I was perusing the internet today and found this statistic which blew me away, just wondering if any of you have heard this number before. If you folks have been formally diagnosed, you are "lucky" in at least one sense, you have a name to call your condition. The rest of us somewhere between male and female people have got to contend with the public and doctors who really don't know what to call us.

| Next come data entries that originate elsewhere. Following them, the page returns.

PR #380, opened 2025-05-07
Benchmarking the targets classifiers

mpjuhasz:
## What this PR does
In [PLA-550](https://linear.app/climate-policy-radar/issue/PLA-550/inference-of-classifier-q1653-takes-a-very-long-time) it's been noted, that targets classifiers are 2 magnitudes slower than the rest. This is expected to a degree: the former are neural networks of 350M parameters, whilst the rest mostly keyword based classifiers, which **are** expected to be much faster. 

Regardless, we wanted to do some benchmarking and understanding of whether the Roberta based classifiers can be sped up. To do so, I've run some tests on CPU and GPU, with- and without batching.

|Setup|Time for 1000 paragraphs|
|----|----|
|CPU for loop| 17.80s|
|CPU batches of 10|18.73s|
|CPU batches of 100|19.80s|
|GPU for loop| 4.80s|
|GPU batches of 10|4.46s|
|GPU batches of 100|4.43s|

For reference, the keyword classifier on CPU and GPU for the same dataset took 0.12s and 0.19s respectively.

For the GPU benchmarking I've used a `g5.xlarge` instance, with a single Nvidia A10G GPU and 24GiB GPU memory. Note, that for this to work I've had to load the model to CUDA _after_ it has been initialised (because of how model pickling works), which is non-trivial. It also requires wrangling the dependencies, so that torch compiled with CUDA is available on the system -- I have not included this in the pr, as it'd risk breaking everything else.

> Future work: if we wanted to go down this path, rather than using my batching function, turning the text batches into `Dataset` objects and using built in batching might also speed things up.


src/benchmark_classifiers.py
harrisonpim, line 1: I think scripts like this should probably live in `/scripts` rather than `/src`

harrisonpim (commented):
v cool stuff! just leaving a tiny comment for now, will come back with proper comments when i find time for a more thorough read/think

flows/inference.py
```diff
@@ -345,12 +345,58 @@ def store_labels(
...
+    for batch_idx in range(0, len(all_text), batch_size):
+        text_batch = all_text[batch_idx : batch_idx + batch_size]
+        block_ids = all_block_ids[batch_idx : batch_idx + batch_size]
+
+        outputs.extend(
+            _text_block_inference_for_single_batch(
+                classifier=classifier, text_batch=text_batch, block_ids=block_ids
+            )
+        )
+    return outputs
```
jesse-c, line 366: **polish:** Mostly for my own amusement, I wrote this:
```suggestion
    return [
        _text_block_inference_for_single_batch(classifier=classifier, text_batch=text_batch, block_ids=block_ids)
        for text_batch, block_ids in zip(
            iterate_batch(all_text, batch_size),
            iterate_batch(all_block_ids, batch_size)
        ),
    ]
```

src/benchmark_classifiers.py
```diff
@@ -0,0 +1,101 @@
...
+    end_time = time.time()
+
+    time_taken_Q1653 = end_time - start_time
+    print(f"Time taken for Q1653: {time_taken_Q1653} seconds")
+
+    start_time = time.time()
+    all_text, all_block_ids = [], []
+    for i in list(range(1000)):
+        all_block_ids.append(f"block_{i}")
+        all_text.append("This is a test text for the classifier." * 5)
```
jesse-c, line 48: **question:** I think this setup could be moved before the start time initialisation, so it's not counted towards how long batch prediction took.

jesse-c (approved):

I spoke on the phone for 2 1/2 hours to a "true hermaphrodite" who was born with ambiguous genitalia, consisting of a very small penis and a blind ending vagina. At puberty she never got breasts and grew a beard and hair on the chest and formed a masculine bone structure. She got so tired of being mistaken for a man in drag she finally began living as a male full time and is responsible for a landmark California legal precident that allows people to change their gender on legal documents without going under the knife. He is my exact opposite, having been believed to be a girl until puberty and I have been raised as male and did pretty well until recently when I could no longer live in denial about all my female "complications". All the doctors could tell him was that he has a 46xx female karotype and that some of the genes must have just translocated. Also he contracted terrible osteoperosis even though he took a lifetime of homone replacement therapy.

It seems that so many cases of intersex do not have a clearcut label .

Anyway here is the statistic

In the majority of DSD cases, the underlying genetic mutations have not been identified. By identifying new sex determining genes, researchers hope to map the 80 per cent of DSD cases in humans that remain unexplained genetically.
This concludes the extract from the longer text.